Imprenditori suicidi, collettivismo strisciante e precari sindacalizzati

di CLAUDIO ROMITI

Il 4 dicembre scorso si è impiccato il gestore di un bar nel centro di Treviso. Aveva solo 37 anni. Si tratta dell’ennesima vittima di un disastro economico e culturale senza precedenti, se non nella catastrofe della seconda guerra mondiale. Soprattutto nel  Veneto, terra in cui la dignità si coniuga con il senso di responsabilità individuale, la crisi di un Paese impazzito sta letteralmente distruggendo l’orizzonte di tutti quei produttori privati, imprenditori e salariati, che hanno sempre contato sulle proprie forze per costruire un futuro per sé e per i propri figli. Ma l’impressionante aumento delle pretese fiscali dello Stato ladro (e dei suoi enti territoriali), unito al combinato disposto del relativo effetto recessivo e della congiuntura internazionale, stanno mettendo con le spalle al muro le zone più trainanti del Nord. Zone in cui si produce e si pagano le imposte quasi fino all’ultimo euro.  E quando il nodo scorsoio di un fisco disumano si stringe fino al soffocamento, molti imprenditori strutturati a vivere sempre in regola con lo stesso Stato ladro non trovano altra via di fuga che quella di un gesto estremo.

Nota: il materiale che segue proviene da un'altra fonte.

PR #676, opened 2019-02-28
Improve handling of Union index and call

MikhailArkhipov:
Make sure we delegate index/call to types until we get something meaningful.


src/Analysis/Ast/Impl/Types/PythonUnionType.cs
```diff
@@ -65,10 +65,26 @@ internal sealed class PythonUnionType : IPythonUnionType {
...
 
-        public IMember Call(IPythonInstance instance, string memberName, IArgumentSet args)
-            => DeclaringModule.Interpreter.UnknownType;
-        public IMember Index(IPythonInstance instance, object index)
-            => DeclaringModule.Interpreter.UnknownType;
+        public IMember Call(IPythonInstance instance, string memberName, IArgumentSet args) {
+            lock (_lock) {
+                // Check if any types support calls
+                var result = _types
+                    .Select(t => t.Call(instance, memberName, args))
```
AlexanderSher: A bit scary to call `Call` under the lock. Can we move it out?

MikhailArkhipov: Sure although it is a simulated call in the same analysis.

PR #677, opened 2019-02-28
Fixes occasional 'collection modified' exception

### LINKED ISSUE #674: Occasional 'collection modified' exception when opening scope in another module
When running library analysis tests under debugger I occasionally get `collection modified` exception in `OpenScope` that traverses scope tree breadth first. Happens when code wants to evaluate function with arguments and function is located in another module.

MikhailArkhipov:
Fixes #674

Root cause is that stub function has different `FunctionDefinition` from the original one so search for the scope fails because stub AST != primary AST and then `OpenScope` attempts to create the scope hence modifying the collection it is enumerating.

The fix is to avoid evaluating stubs with arguments. It does not make sense to eval them with specific arguments anyway since their return type is known from the annotation. Evaluating with arguments is done as a last resort when the analysis could not figure out static/consistent return type as in

```python
def foo(x):
    return x
```


src/Analysis/Ast/Impl/Extensions/NodeExtensions.cs
```diff
@@ -54,5 +54,12 @@ public static class NodeExtensions {
             }
             return LocationInfo.Empty;
         }
+
+        public static bool IsInAst(this ScopeStatement node, PythonAst ast) {
```
AlexanderSher: Should this return `true` if `node` is `ast` itself?

MikhailArkhipov: Interesting. Probably yes.

MikhailArkhipov: In fact it is does `ast.Parent` is null so loop is bypassed and `ast == node` will do the right thing.

src/Analysis/Ast/Impl/Analyzer/Evaluation/ExpressionEval.Scopes.cs
```diff
@@ -77,7 +77,7 @@ public void DeclareVariable(string name, IMember value, VariableSource source, N
 
             scope = scopes.FirstOrDefault(s => s.Variables.Contains(name));
             var value = scope?.Variables[name].Value;
-            if (value == null) {
+            if (value == null && (options & LookupOptions.Builtins) == LookupOptions.Builtins) {
```
AlexanderSher: You can use `options.HasFlag`

PR #680, opened 2019-02-28
Treat default value None as nothing

### LINKED ISSUE #604: Treat default parameter values of None as being unspecified/Optional
Take:

```python
def f(x=None):
    return x

f("4")
```

We currently see `None`, then say that `x` is of type `NoneType`, when the user probably actually meant `Optional[_T]` or similar. It'd be better to treat the special case of `None` as though there were no default specified, for example like:

```python
def g(x):
    return x

g("4")
```

image

MikhailArkhipov:
Fixes #604

Treat default value None as nothing since it is not a parameter type but just says the parameter may be missing.

### DIFF
--- a/src/Analysis/Ast/Impl/Extensions/PythonTypeExtensions.cs
+++ b/src/Analysis/Ast/Impl/Extensions/PythonTypeExtensions.cs
@@ -28,18 +28,14 @@ namespace Microsoft.Python.Analysis {
         public static bool IsGeneric(this IPythonType value)
             => value is IGenericTypeDefinition || value is IGenericType || (value is IPythonClassType c && c.IsGeneric());
 
-        public static void TransferDocumentationAndLocation(this IPythonType src, IPythonType dst) {
-            if (src != null && dst is PythonType pt) {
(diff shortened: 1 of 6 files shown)


src/Analysis/Ast/Impl/Extensions/PythonTypeExtensions.cs
```diff
@@ -28,18 +28,14 @@ public static bool IsGenericParameter(this IPythonType value)
         public static bool IsGeneric(this IPythonType value)
             => value is IGenericTypeDefinition || value is IGenericType || (value is IPythonClassType c && c.IsGeneric());
 
-        public static void TransferDocumentationAndLocation(this IPythonType src, IPythonType dst) {
-            if (src != null && dst is PythonType pt) {
-                pt.TrySetTypeId(dst.TypeId);
+        public static void TransferDocumentationAndLocation(this IPythonType s, IPythonType d) {
+            if (s != null && s != d && s is PythonType src && d is PythonType dst) {
```
AlexanderSher: I think we don't need `s != null` check here. Pattern matching will fail for `s == null`

PR #681, opened 2019-02-28
Fix EndIndex in parser

huguesv:
Makes the EndIndex of a suite statement use the EndIndex of the last statement, rather than use the current token location, which may have advanced further, past some new line chars.

Example: In some scenarios, the EndIndex of a function ended up the same as the StartIndex of the next function.

That was a regression introduced in https://github.com/Microsoft/PTVS/commit/33bf79ebb758f4592f683b44587bd3e096cabae2#diff-90ae8164360db2dc89b75eeace0edd36L3868

This fixes outlining https://github.com/Microsoft/PTVS/issues/4703 and test discovery https://github.com/Microsoft/PTVS/issues/4908

### DIFF
--- a/src/Analysis/Engine/Test/ParserTests.cs
+++ b/src/Analysis/Engine/Test/ParserTests.cs
@@ -3025,6 +3025,34 @@ pass
             );
         }
 
+        [TestMethod, Priority(0)]
+        public void FunctionLocations() {
+            var ast = ParseFileNoErrors("FunctionLocations.py", PythonLanguageVersion.V36);
+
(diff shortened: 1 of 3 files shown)


src/Analysis/Engine/Test/ParserTests.cs
```diff
@@ -3025,6 +3025,34 @@ public class ParserTests {
             );
         }
 
+        [TestMethod, Priority(0)]
+        public void FunctionLocations() {
+            var ast = ParseFileNoErrors("FunctionLocations.py", PythonLanguageVersion.V36);
```
MikhailArkhipov: Please use general 3+ since not everyone has 3.6, most are on 3.7

PR #684, opened 2019-03-01
Wire up restart of analysis on changes in configuration

MikhailArkhipov:
Also upgrade dependencies.


src/LanguageServer/Impl/Implementation/Server.cs
```diff
@@ -154,17 +154,20 @@ public sealed partial class Server : IDisposable {
...
             _disposableBag.ThrowIfDisposed();
-
-            var reanalyze = true;
-            if (@params.settings != null) {
-                if (@params.settings is ServerSettings settings) {
-                    reanalyze = HandleConfigurationChanges(settings);
-                } else {
-                    _log?.Log(TraceEventType.Error, "change configuration notification sent unsupported settings");
+            switch (@params.settings) {
+                case null:
```
AlexanderSher: No logging for `null`?

MikhailArkhipov: Null means it is missing so it is not `unsupported`

Issue #647, opened 2019-02-21
Move strings in parser to resources


MikhailArkhipov:
Currently all hardcoded ENU strings

jamesralstin:
Hello @MikhailArkhipov, I am new to Open Source Software Development (currently taking a class on it), I am trying to get involved and make my first contribution, do you think this would be a good first issue for me to, given I am not that familiar with the project? Thank you for any and all advice!

jamesralstin:
Also, I have forked the project and cloned it locally, I think i found the strings referenced in this issue.

I noticed a number of hard coded strings in C# Library Microsoft.Python.Parsing.Parser.cs, is the hope to move these strings to the Resources.resx file in the same project?

MikhailArkhipov:
Sure, take it. Yes, hardcoded string relevant to user should be in Resources. Not all string, just messages and anything that should be translated. Node names, for example, do not need to move, they are for internal use. But syntax error messages - yes.

MikhailArkhipov:
While you are at it, you can also look at #228 at least in the parser. I.e. change
```cs
throw new ArgumentNullException("text");
```
to
```
throw new ArgumentNullException(nameof(text));
```

jamesralstin:
Thanks for the quick response @MikhailArkhipov, I will get right on this!

jamesralstin:
@MikhailArkhipov I have made these changes, pushed them to my branch, and ran the 'Microsoft.Pythong.Parsing.Tests' unit tests, everything passes except for the 'Microsoft.Pythong.Parsing.Tests.ParserTests.Errors' test. I can't for the life of me figure out why the error is returning an empty string when testing this:

The error message is

"Message: Wrong msg for error 38: expected "new ErrorResult("invalid syntax, class decorators require 2.6 or later.", new SourceSpan(95, 1, 95, 6))", got "new ErrorResult("", new SourceSpan(95, 1, 95, 6))""

The error is coming from the "public void Errors()" method in ParserTests.cs, it seems like it has something to do with line 520:

`new ErrorResult("invalid syntax, class decorators require 2.6 or later.", new SourceSpan(93, 1, 93, 6)),`

In the Parser.cs file, I replaced line 1808 with:

`res = ErrorStmt(Resources.ClassDecoratorsRequireTwodotSixErrorMsg, decorators, cls);`

It was:

'res = ErrorStmt("invalid syntax, class decorators require 2.6 or later.", decorators, cls);'

[...]

PR #685, opened 2019-03-01
Parsing f-strings

### LINKED ISSUE #6: Support completion in { } in f-strings
https://github.com/Microsoft/PTVS/issues/4635
https://github.com/Microsoft/vscode-python/issues/2379

https://user-images.githubusercontent.com/12820357/44060308-1f9d37ce-9f09-11e8-9f0a-62d4a4cf26b8.png

### LINKED ISSUE #221: Add new token to distinguish fstrings
For now, this can just be a wrapper around `ConstantValueToken` that does nothing interesting. Requires that the tokenizer pass `isFormatted` farther than it currently does. Add new tests which check for the new token, and verify that the existing tokenizer/parser tests continue to work the same (for now).

Epic #6.

### LINKED ISSUE #222: Implement fstring literal tokenizer to break string into text/interpolated regions
For example, turning `f'My name is {name:r}: {{hi}}'` into:

```python
[
    FStringText("f'My name is "),
    FStringInterpolation("name", "r"),
    FStringText(": {{hi}}",
]
```

Or similar. This precedes actually tokenizing/parsing the interpolations themselves.

Epic #6.

### LINKED ISSUE #223: Tokenize/parse fstring interpolations
Using the scanned items from #222, tokenize each interpolation and produce an AST.

Example of tokenizing/parsing a string: https://github.com/Microsoft/python-language-server/blob/master/src/Analysis/Engine/Impl/ExpressionFinder.cs

Parsing needs to start at the expression level (https://docs.python.org/3/reference/lexical_analysis.html#f-strings), so likely also needs to call a function similar to `ParseExprStmt` which disallows things like assignment.

Epic #6.

### LINKED ISSUE #224: Add fstring AST nodes
There should be an fstring node which holds the scanned result from #222 and properly allows for walking. There may need to be an extra node for the text portion of the fstring (as any interpolations will be nodes of a type we don't care about).

Epic #6.

brianbok:
f-strings were treated as normal strings before. Now we parse their content, including f-string expressions inside.
We provide completion and hovering for sub-expressions.
Closes #221.
Closes #222.
Closes #223.
Closes #224.
Closes #6.


src/Parsing/Impl/Ast/FStringExpression.cs
```diff
@@ -0,0 +1,36 @@
...
+using System.Collections.Generic;
+using System.Text;
+using System.Threading;
+using System.Threading.Tasks;
+
+namespace Microsoft.Python.Parsing.Ast {
+    public class FStringExpression : Expression {
+        public List<Expression> Children { get; }
+
+        public FStringExpression(List<Expression> children) {
```
MikhailArkhipov: Input should be `IReadOnlyList` normally. As is public property. Allowing public API to modify AST is dangerous.

src/Parsing/Impl/Ast/FStringExpression.cs
```diff
@@ -0,0 +1,36 @@
+﻿using System;
+using System.Collections.Generic;
+using System.Text;
+using System.Threading;
+using System.Threading.Tasks;
+
+namespace Microsoft.Python.Parsing.Ast {
+    public class FStringExpression : Expression {
+        public List<Expression> Children { get; }
```
MikhailArkhipov: Can we reuse `IEnumerable<Node> GetChildNodes()` ? Having two similar methods is confusing.

src/Parsing/Impl/Ast/FSubExpressionWithOptions.cs
```diff
@@ -0,0 +1,40 @@
+﻿using System;
+using System.Collections.Generic;
+using System.Text;
+using System.Threading;
+using System.Threading.Tasks;
+
+namespace Microsoft.Python.Parsing.Ast {
+    public class FSubExpressionWithOptions : Expression {
+        private Expression _expr;
```
MikhailArkhipov: `readonly`

src/Parsing/Impl/Ast/FSubExpressionWithOptions.cs
```diff
@@ -0,0 +1,40 @@
...
+        private Expression _conversionExpression;
+
+        public FSubExpressionWithOptions(Expression expr, Expression formatExpression, Expression conversionExpression) {
+            _expr = expr;
+            _formatExpression = formatExpression;
+            _conversionExpression = conversionExpression;
+        }
+
+        public override IEnumerable<Node> GetChildNodes() {
+            return new List<Node>() { _expr, _formatExpression, _conversionExpression };
```
MikhailArkhipov: `new []` is more frugal memory-wise.

src/Parsing/Impl/FStringParser.cs
```diff
@@ -0,0 +1,147 @@
...
+namespace Microsoft.Python.Parsing {
+    public class FStringParser {
+        private readonly string _fString;
+        private readonly StringBuilder _buffer = new StringBuilder();
+        private readonly FStringBuilder _builder;
+        private readonly ErrorSink _errors;
+        private int _errorCode = 0;
+        private int _position = 0;
+
+        public FStringParser(FStringBuilder builder, string fString, ErrorSink errors) {
```
MikhailArkhipov: Is `FStringBuilder` ever used outside of `FStringParser`? If not, `FStringParser` can just `new` its own builder

src/Parsing/Impl/FStringParser.cs
```diff
@@ -0,0 +1,147 @@
...
+        public void Parse() {
+            while (!EndOfFString()) {
+                if (IsDoubleBrace()) {
+                    NextChar();
+                    _buffer.Append(NextChar());
+                } else if (CurrentChar() == '{') {
+                    AddBufferedSubstring();
+                    ParseInnerExpression();
+                } else if (CurrentChar() == '}') {
+                    throw new Exception("closing '}' without opening");
```
MikhailArkhipov: Nope, parser never throws. Should report the error, recover and continue.

MikhailArkhipov: What about `}}` matching `{{` ?

src/Parsing/Impl/FStringParser.cs
```diff
@@ -0,0 +1,147 @@
...
+                } else {
+                    _buffer.Append(NextChar());
+                }
+            }
+            AddBufferedSubstring();
+        }
+
+        private bool IsDoubleBrace() {
+            StringSpan doubleOpen = new StringSpan("{{", 0, 2);
```
MikhailArkhipov: Should be static/const to reduce amount of garbage in memory. No need to create objects for every comparo.

src/Parsing/Impl/FStringParser.cs
```diff
@@ -0,0 +1,147 @@
...
+            StringSpan doubleClose = new StringSpan("}}", 0, 2);
+            return IsNext(doubleOpen) || IsNext(doubleClose);
+        }
+
+        private bool IsNext(StringSpan span) {
+            return _fString.Slice(_position, span.Length).Equals(span);
```
MikhailArkhipov: `=>` syntax

src/Parsing/Impl/FStringParser.cs
```diff
@@ -0,0 +1,147 @@
...
+        }
+
+        private void ParseInnerExpression() {
+            Check.InvalidOperation(_buffer.Length == 0, "Current buffer is not empty");
+
```
MikhailArkhipov: Parser should not be throwing, only reporting errors unless this is internal bug.

src/Parsing/Impl/FStringParser.cs
```diff
@@ -0,0 +1,147 @@
...
+            Read('{');
+            AppendAllSubExpression();
+            Read('}');
```
MikhailArkhipov: Can `}` be missing like when expression is not closed?

src/Parsing/Impl/FStringParser.cs
```diff
@@ -0,0 +1,147 @@
...
+            if (!subExprStr.IsNullOrEmpty()) {
+                _builder.AppendExpression(CreateExpression(_buffer.ToString()));
+            }
+            _buffer.Clear();
+        }
+
+        private Expression CreateExpression(string subExprStr) {
+            Check.ArgumentNotNullOrEmpty(nameof(subExprStr), subExprStr);
+
+            var parser = Parser.CreateParser(new StringReader(subExprStr), PythonLanguageVersion.V36);
```
MikhailArkhipov: Hardcoded language version

src/Parsing/Impl/FStringParser.cs
```diff
@@ -0,0 +1,147 @@
...
+            var expr = parser.ParseFStrSubExpr(out var formatExpression, out var conversionExpression);
+            if (expr is null) {
+                ReportSyntaxError("Subexpression failed to parse");
```
MikhailArkhipov: `ParseFStrSubExpr` should be probably reporting something more detailed

src/Parsing/Impl/FStringParser.cs
```diff
@@ -0,0 +1,147 @@
...
+            } else {
+                return expr;
+            }
+        }
+
+        private void AppendAllSubExpression() {
+            int openedBraces = 1;
+            while (!(CurrentChar() == '}' && openedBraces == 1)) {
+                if (EndOfFString()) {
+                    throw new Exception("Inner expression without closing '}'");
```
MikhailArkhipov: Report error and recover

src/Parsing/Impl/FStringParser.cs
```diff
@@ -0,0 +1,147 @@
...
+                _builder.AppendExpression(CreateExpression(_buffer.ToString()));
+            }
+            _buffer.Clear();
+        }
+
+        private Expression CreateExpression(string subExprStr) {
+            Check.ArgumentNotNullOrEmpty(nameof(subExprStr), subExprStr);
+
+            var parser = Parser.CreateParser(new StringReader(subExprStr), PythonLanguageVersion.V36);
+            var expr = parser.ParseFStrSubExpr(out var formatExpression, out var conversionExpression);
```
MikhailArkhipov: It should probably be getting error sink to report issues

src/Parsing/Impl/FStringParser.cs
MikhailArkhipov: Speaking of, if we discover f-string in Python 2 we should report that the syntax requires Python 3 since parser does this for other new constructs

src/Parsing/Impl/FStringParser.cs
```diff
@@ -0,0 +1,147 @@
...
+            if (_buffer.Length == 0) {
+                return;
+            }
+            var s = _buffer.ToString();
+            _builder.AppendString(s);
+            _buffer.Clear();
+        }
+
+        private char NextChar() {
+            var peek = CurrentChar();
```
MikhailArkhipov: Should probably check EOF and not advance every time

src/Parsing/Test/FStringTests.cs
```diff
@@ -0,0 +1,368 @@
...
+            ";
+            var parser = Parser.CreateParser(MakeReader(code), PythonLanguageVersion.V36);
+            var ast = parser.ParseFile();
+            ast.Walk(new MyPythonWalker(expr => {
+                switch (expr) {
+                    case FStringExpression outerFstring:
+                        if (outerFstring.GetChildNodes().First() is FStringExpression innerFString) {
+                            if (outerFstring.GetChildNodes().First() is ConstantExpression constExpr) {
+                                constExpr.Value.Should().BeEquivalentTo("f\"111\"");
+                            }
```
MikhailArkhipov: The test seems to only verify when `case FStringExpression outerFstring`. If condition is false, the test will pass which doesn't seem right.

MikhailArkhipov: The best for parser testing is to have some sort of AST persistence to disk so output of the test can be compared to a predefined baseline. Ex https://github.com/Microsoft/RTVS/blob/master/src/R/Core/Test/Parser/ParseBuiltInsTest.cs

src/Parsing/Test/FStringTests.cs
```diff
@@ -0,0 +1,368 @@
...
+
+        [TestMethod, Priority(0)]
+        public void FStringInternalSubString() {
+            var parser = Parser.CreateParser(MakeReader("f'bla'"), PythonLanguageVersion.V36);
+            var ast = parser.ParseFile();
+            ast.Walk(new MyPythonWalker(expr => {
+                switch (expr) {
+                    case ConstantExpression constExpr:
+                        if (!constExpr.Value.Equals("bla")) {
+                            throw new InternalTestFailureException("Internal const expr didn't match substring");
```
MikhailArkhipov: Rather than throwing this should be either `Assert` or `Should().*`

src/Parsing/Test/FStringTests.cs
```diff
@@ -0,0 +1,368 @@
...
+            _t(node);
+            return true;
+        }
+
+        public override bool Walk(NameExpression node) {
+            _t(node);
+            return true;
+        }
+    }
+}
```
MikhailArkhipov: I'd add some tests for longer constructs like function calls. I.e. `f"output:{func(a, b, c) + 1 + func(1, 2, 3) + C().x}" with some legal as well as not legal code fragments (i.e. try defining new class or function or import inside `{ }`

src/Parsing/Impl/FStringParser.cs
```diff
@@ -0,0 +1,213 @@
...
+
+                if (ch == '#') {
+                    /* Error: can't include a comment character, inside parens
+                       or not. */
+                    ReportSyntaxError("f-string expression part cannot include '#'");
+                    errorReported = true;
+                } else if (ch == ')' || ch == '}') {
+                    _buffer.Append(ch);
+                    if (nestedParens.Pop() != ch) {
+                        ReportSyntaxError("");
```
MikhailArkhipov: empty string?

src/Parsing/Impl/FStringParser.cs
```diff
@@ -0,0 +1,213 @@
...
+                    _buffer.Append(ch);
+                } else {
+                    _buffer.Append(ch);
+                }
+
+                NextChar();
+            }
+            if (EndOfFString()) {
+                if (nestedParens.Count > 0) {
+                    ReportSyntaxError("");
```
MikhailArkhipov: As above

src/Parsing/Impl/FStringParser.cs
```diff
@@ -0,0 +1,213 @@
...
+                //return ErrorExpression();
+                return null;
+            }
+            var conversion = ' ';
+            Expression formatSpecifier = null;
+            if (CurrentChar() == '!') {
+                Read('!');
+                conversion = NextChar();
+                if (!(conversion == 's' || conversion == 'r' || conversion == 'a')) {
+                    ReportSyntaxError($"f-string: invalid conversion character: {conversion} expected 's', 'r', or 'a'");
```
MikhailArkhipov: Since we have https://github.com/Microsoft/python-language-server/issues/647 can you please relocate to resources strings at least in the new code.

jakebailey:
You're also going to need a fix similar to #752 to prevent completion from happening in the literal part of the fstring, i.e., not have this:

image

src/Parsing/Impl/FStringParser.cs
```diff
@@ -0,0 +1,448 @@
...
+            } else if ((ch == ')' || ch == '}') && _nestedParens.Count == 0) {
+                ReportSyntaxError(Resources.UnmatchedFStringErrorMsg.FormatInvariant(ch));
+            } else if (ch == '(' || ch == '{') {
+                _nestedParens.Push(ch);
+            }
+
+            _buffer.Append(NextChar());
+        }
+
+        private bool IsOpeningOf(char opening, char ch)
```
jakebailey: A plain switch would probably be better than the dictionary at the top.

```csharp
switch (opening) {
case '(' when ch == ')':
case '{' when ch == '}':
	return true;
default:
	return false
}
```

PR #696, opened 2019-03-05
Fix analysis completion regression

MikhailArkhipov:
Caused by [leftover] change in https://github.com/Microsoft/python-language-server/pull/684


src/LanguageServer/Impl/Resources.resx
```diff
@@ -157,6 +157,6 @@
     <value>Unable to get analysis for the selected expression.</value>
   </data>
   <data name="RestartingAnalysis" xml:space="preserve">
```
jakebailey: Should the resource name be renamed if the text is changing?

Costoro, eroi silenziosi di un sistema che li ha sfruttati fino alla morte, non scelgono la strada della protesta, sindacalmente organizzata, di quei numerosi gruppi sostenuti e sponsorizzati dalla sinistra politica e mediatica. Se ne vanno senza clamore, evitando di salire sui tetti per rivendicare il proprio buon diritto a non farsi strangolare dalla democrazia del consenso. E la loro dipartita, bisogna cominciare a dirlo senza paura, dipende in parte proprio da quell’esercito di assistiti e di pubblici “precarizzati” che, protestando fragorosamente per ottenere uno stipendio a prescindere da tutto, vengono mitizzati dalle grancasse mediatiche del collettivismo nostrano. Accontentando questi ultimi, difatti, non si fa altro che aumentare una spesa pubblica sempre più fuori controllo, cresciuta anche sotto la presunta austerità del governo Monti, la quale finisce per gravare sulle categorie più esposte del settore privato. Quelle che producono la vera ricchezza del Paese, tanto per intenderci.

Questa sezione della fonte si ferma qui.